| Work item |
Please quote exactly the lines below from the line containing "--- a/marketing/src/app/privacy/layout.tsx" to the line containing "personal data. GDPR-compliant", both lines included, and nothing else.

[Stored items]
──────────────────────────────

PR #5548, opened 2026-09-03
Track only what needs tracking, and make erasure mechanical

georgi:
## What changed

The hosted service stores personal data across 44 tables, 34 of them keyed by `user_id` — messages, memories, assets, prediction parameters — with no retention on most of it, no way to erase or export an account, and a privacy policy that still described NodeTool as a purely local-first desktop app. This branch narrows what gets recorded about a user, gives the recorded data an expiry, makes erasure and export mechanical, and brings the published policy in line with what the code does.

A `nodetool_user_events` audit table records only authentication events, irreversible or outward-facing actions (deletes, secret writes, shares, deploys, publishes), and consent/terms/data-subject-request records. No clicks, page views, IP addresses, user agents or free-text columns — behavioural analytics stays aggregate in Plausible and is never keyed to a user. Metadata passes a per-event-type allowlist before the insert, so a caller cannot smuggle prompt text into the audit log.

Retention now covers the two tables that held personal data and never expired. `run_events` is swept by age through its parent job. `nodetool_predictions` is redacted rather than deleted: `parameters`, `metadata` and `logs` are nulled while every billing column survives, so the charge stays auditable and the prompt does not.

Erasure and export are driven by a single registry that names every table once — its disposition, how the user is reached, and why. An audit test fails when a table with a `user_id` has no entry, when an entry has no handler, and when a handler touches a table not in the registry, so the three cannot drift apart. Dispositions are not uniform: credit ledger and subscription rows are retained under Art. 17(3)(b), predictions are redacted, and consent and data-subject-request events are kept because they are the proof a request was honoured. `GET /api/account/export` and `DELETE /api/account` expose it.

## Two findings worth a reviewer's attention

**A blob-erasure bug that would have deleted other people's files.** The object sweep lists by the user's prefix, but the S3 and Supabase adapters match a prefix as a plain string and `normalizeStorageKey` strips the trailing slash — so listing `user-1/` also returns `user-10/` and `user-1x/`. Erasing account `user-1` would have deleted another account's objects. Filtered and tested.

**Three tables a `user_id` sweep silently misses.** `nodetool_workflow_shares` is keyed on `created_by`, so live share tokens would outlive the workflows they point at. `mcp_oauth_tokens` hangs off the grant, so live tokens would outlive it. `application_budgets` hangs off the application. These were found by enumerating the schema through Drizzle's metadata rather than grepping for the column — grepping undercounts, because six schema files define more than one table.

## Verification

- `npm run test --workspace=packages/websocket` — 2872 passed, 253 files (2858 before, no regressions)
- `npm run test --workspace=packages/models` — 979 passed, 65 files (947 before)
- `npm run test --workspace=packages/config` — 149 passed
- `npm run test --workspace=packages/protocol` — 1055 passed
- `npm run build` for `models`, `config`, `protocol`, `websocket` — clean
- `web` typecheck — exit 0; `npm run lint` — exit 0
- `npx tsc --noEmit` on the changed privacy files — clean

Known unrelated failure: root `npm run typecheck` fails on the `mobile` leg because `mobile/node_modules` is not installed in this container. No mobile source touches these schemas.

- [x] `npm run test:affected` — covered by the per-workspace runs above
- [x] `npm run typecheck` — passes for every workspace this diff touches; `mobile` fails for the reason above
- [x] `npm run lint`
- [ ] `npm run dev:nodetool -- harness gate --base main` — not run

## Agent capabilities

No capability is added and no declared contract changes.

## New checks

Every new check was inverted and observed failing, then reverted.

**Registry audit** — a new `user_id` table with no entry turned 2 tests red, naming it by table and schema export. Also inverted: deleting a registry entry (3 red), deleting an erasure step while keeping the entry (5 red, the registered-but-unimplemented case), selecting collaborators by `workflow_id` instead of the subject (3 red, a cross-user leak), and removing `withheldColumns` from `nodetool_secrets` (2 red, ciphertext in the export).

**Cross-user access** — pointing the subject at a caller-supplied query param turned both tests red with `expected 'user-a' to be 'user-b'`. The erase case actually erased the wrong user's rows and objects in that run, so it exercises the whole path rather than a report field.

**Retention sweeps** — a no-op sweep turned 3 tests red; a sweep ignoring the retention window turned 3 different tests red.

Positive controls: the audit asserts it found at least 40 tables and 30 user-keyed ones before asserting anything, so it cannot pass by matching nothing. One test was found tautological and rewritten — the retention carve-out test iterated the constant it was testing, so deleting an entry shrank the test instead of failing it.

- [x] The check was inverted and observed failing
- [x] An audit asserts it found its targets

## Open items needing a human decision

Not code. Items 1–3 are reasons not to publish the policy yet.

1. **Controller identity.** The policy says "the NodeTool team"; Art. 13(1)(a) requires a named legal entity. `marketing/src/app/imprint/page.tsx` names an individual as the § 5 DDG provider, and `marketing/LEGAL_OPEN_ITEMS.md` assumes a Dutch entity that appears nowhere else. Left untouched rather than guessed at.
2. **Art. 28 processor agreements** with Fly.io, Supabase, Cloudflare and Plausible are asserted by the inherited policy text. Nothing in the repo evidences one exists.
3. **The 14-day server-log commitment has no implementation.** `fly.toml` configures no drain or retention, `packages/config/src/logging.ts` has no rotation or age-based deletion, and `server.ts` sets `logger: false` so the application never writes the IP/user-agent tuple the policy describes — Fly and Cloudflare produce it, outside this repo. The only rotation anywhere is `docker-compose.yml` json-file at 10 MB × 3, size-based and self-hosting only. Nothing would fail if retention were 90 days.
4. **`NODETOOL_STORAGE_AUTO_CLEANUP=1` must be set on the Fly deployment**, or the retention schedule the policy promises does not run in production.
5. **No age gate** exists in the hosted sign-up path, while the policy retains a section on children's data.

Two limitations are recorded in the code rather than papered over: objects written before the owner prefix existed sit at flat keys no per-user sweep can reach, and `nodetool_team_tasks` is classified not-personal because no writer for it exists anywhere in the repo — flagged to revisit in whatever PR adds one.

The policy was written to be accurate about the code, which is not the same as being sufficient as a legal document. It should be reviewed by a qualified data protection advisor before publication.

https://claude.ai/code/session_017bcqFMby7BNbRJigzfmE13

### DIFF
--- a/marketing/src/app/privacy/layout.tsx
+++ b/marketing/src/app/privacy/layout.tsx
@@ -3,7 +3,7 @@ import type { Metadata } from "next";
 export const metadata: Metadata = {
   title: "Privacy Policy | NodeTool",
   description:
-    "How NodeTool collects, processes, and protects your personal data. GDPR-compliant privacy policy for nodetool.ai and the NodeTool desktop application.",
+    "How NodeTool collects, processes, and protects your personal data. GDPR privacy policy for nodetool.ai, the NodeTool desktop application, and the hosted service at app.nodetool.ai.",
   alternates: {
     canonical: "/privacy",
   },
--- a/marketing/src/app/privacy/page.tsx
+++ b/marketing/src/app/privacy/page.tsx
@@ -1,8 +1,33 @@
 import Link from "next/link";
 
+/*
+  DRAFT — NOT LEGAL ADVICE. This policy must be reviewed by a qualified data
+  protection advisor before it is published.
+
+  Items a human must confirm before this page goes live:
+  1. Signed Art. 28 data processing agreements with Fly.io, Supabase,
+     Cloudflare, Plausible, the email provider, and every AI provider offered
+     in the hosted service. This page states that such agreements are in
+     place; that fact is not verifiable from the repository.
+  2. The transfer mechanism actually relied on per non-EU recipient
+     (adequacy / EU-U.S. Data Privacy Framework certification / SCCs).
+  3. The Supabase project region. `fly.toml` documents the app's primary
+     region as `fra` and notes the database sits in AWS eu-central-1, but the
+     Supabase project settings are the authority.
+  4. The 14-day server-log figure. It is a commitment we make, not a setting
+     read from Fly.io or Cloudflare configuration in this repository.
+  5. Sections 5, 6, 10 and 11 describe the hosted service's activity log,
+     data export and account deletion. Do not publish this page before those
+     ship — at the time of writing they are being implemented in `packages/`.
+  6. That the retention sweep is actually switched on for the hosted
+     deployment (`NODETOOL_STORAGE_AUTO_CLEANUP=1`). Section 11 promises run
+     history and snapshots expire on a schedule; without that flag the sweep
+     only runs when someone triggers it.
+*/
+
 export const dynamic = "force-static";
 
-const LAST_UPDATED = "2 May 2026";
+const LAST_UPDATED = "3 September 2026";
 
 export default function PrivacyPage() {
   return (
@@ -27,9 +52,10 @@ export default function PrivacyPage() {
           <p>
             This Privacy Policy explains how we process personal data when you
             visit <strong>nodetool.ai</strong>, use the <strong>NodeTool</strong>{" "}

──────────────────────────────

| Answer to this exercise |
--- a/marketing/src/app/privacy/layout.tsx
+++ b/marketing/src/app/privacy/layout.tsx
@@ -3,7 +3,7 @@ import type { Metadata } from "next";
 export const metadata: Metadata = {
   title: "Privacy Policy | NodeTool",
   description:
-    "How NodeTool collects, processes, and protects your personal data. GDPR-compliant privacy policy for nodetool.ai and the NodeTool desktop application.",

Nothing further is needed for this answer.